Drone footage shows a great white shark drowning a 33ft humpback whale off South Africa

Researchers believe footage marks ‘first verified report’ of shark successfully hunting whale

Kate Ng
Wednesday 15 July 2020 14:28 BST
Drone footage shows a great white shark drowning a 33ft humpback whale off South Africa.mp4

A great white shark has been filmed strategically killing a humpback whale more than three times her size for the first time.

Using a drone to capture the scene off the coast of South Africa, researchers observed the shark biting the juvenile whale’s tail before dragging down on the whale’s head to get the larger mammal’s blowhole underwater and eventually drowning it.

Ryan Johnson, research coordinator for Blue Wilderness Research unit, filmed the encounter by chance after a member of the public informed the National Sea Rescue Institute (NSRI) that a whale had gotten entangled in a net.

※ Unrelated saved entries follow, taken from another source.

PR #7435, opened 2026-01-15
fix: bedrock non-anthropic prompt caching

evan-onyx:
## Description

Trying to do anthropic-style prompt caching for non-anthropic models served by bedrock was causing litellm to complain, hence we remove it

## How Has This Been Tested?

n/a its rlly small trust

## Additional Options

---
## Summary by cubic
Fixes prompt caching on Bedrock by only using Anthropic-style caching for Anthropic models. Prevents litellm errors on non-Anthropic Bedrock models.

- **Bug Fixes**
  - Updated provider factory to accept LLMConfig and use AnthropicPromptCacheProvider only for Anthropic models, including Bedrock models whose model_name contains "anthropic.".
  - Non-Anthropic Bedrock models now use the no-op cache provider. OpenAI and Vertex logic unchanged.

<sup>Written for commit ba6ab5b64281371516d1a784aa9e443970ecce37. Summary will update on new commits.</sup>

### DIFF
--- a/backend/onyx/llm/prompt_cache/providers/factory.py
+++ b/backend/onyx/llm/prompt_cache/providers/factory.py
@@ -8,7 +8,7 @@ from onyx.llm.prompt_cache.providers.noop import NoOpPromptCacheProvider
 from onyx.llm.prompt_cache.providers.openai import OpenAIPromptCacheProvider
 from onyx.llm.prompt_cache.providers.vertex import VertexAIPromptCacheProvider
 
-ANTHROPIC_BEDROCK_PREFIX = "anthropic.bedrock"
+ANTHROPIC_BEDROCK_TAG = "anthropic."
 
 
 def get_provider_adapter(llm_config: LLMConfig) -> PromptCacheProvider:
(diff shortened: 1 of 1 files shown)


backend/onyx/llm/prompt_cache/providers/factory.py
```diff
@@ -1,14 +1,17 @@
...
 
 from onyx.llm.constants import LlmProviderNames
+from onyx.llm.interfaces import LLMConfig
 from onyx.llm.prompt_cache.providers.anthropic import AnthropicPromptCacheProvider
 from onyx.llm.prompt_cache.providers.base import PromptCacheProvider
 from onyx.llm.prompt_cache.providers.noop import NoOpPromptCacheProvider
 from onyx.llm.prompt_cache.providers.openai import OpenAIPromptCacheProvider
 from onyx.llm.prompt_cache.providers.vertex import VertexAIPromptCacheProvider
 
+ANTHROPIC_BEDROCK_PREFIX = "anthropic.bedrock"
```
nmgarza5: this is prefix for the model string correct?

I think depending on the region, sometimes you might see:
`us.anthropic.bedrock`, `global.anthropic.bedrock`, etc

Expecting to film a scavenging event, the marine biologist arrived at the site to find the whale still alive but in bad shape, he told Newsweek.

The shark, known to researchers as Helen, is believed to have bitten the whale’s tail area to open up an artery and further weaken its prey. It took Helen 50 minutes to kill the 33ft-long humpback whale.

Mr Johnson said: “From everything I found, this was really the first verified report of a shark successfully killing a live whale.

“I think… this behaviour is very rare and requires a number of aspects to all come together to be possible. A weak whale passing through a great white hot spot, and then a large and confident great white encountering it.”

While great white sharks are unlikely to attack whales on a regular basis – as a fully-grown whale can inflict serious damage just by hitting a shark with its tail – apex predators are responsible for keeping ecosystems in balance. One of the ways they do this is to remove weak or unhealthy prey from the ecosystem, said Mr Johnson.

“In this case, we are talking about one of the planet’s largest predators attacking and killing one of the world’s largest species. It is just fascinating that we live on a planet that can still surprise us with an encounter of this magnitude,” he added.

The footage will air as part of a documentary examining the interactions between sharks and whales on National Geographic on 28 July.